:: Directions for this task ::
Please reproduce the data in full, exactly as it stands.

:: Dataset extract ::
PR #16226, opened 2026-04-11
fix(kuma-dp): bridge self metrics to otel path

Automaat:
## Motivation

PR #16201 added new Kuma-DP Prometheus metrics (DNS proxy, config fetcher, etc.) registered on `prometheus.DefaultRegisterer`. Under MeshMetric with an OpenTelemetry backend these metrics never reach the pipeline: the OTel path uses `AggregatedProducer` which only HTTP-scrapes Envoy + user apps, so anything registered on the kuma-dp process itself is silently dropped.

:: Expected answer ::
PR #16226, opened 2026-04-11
fix(kuma-dp): bridge self metrics to otel path

Automaat:
## Motivation

PR #16201 added new Kuma-DP Prometheus metrics (DNS proxy, config fetcher, etc.) registered on `prometheus.DefaultRegisterer`. Under MeshMetric with an OpenTelemetry backend these metrics never reach the pipeline: the OTel path uses `AggregatedProducer` which only HTTP-scrapes Envoy + user apps, so anything registered on the kuma-dp process itself is silently dropped.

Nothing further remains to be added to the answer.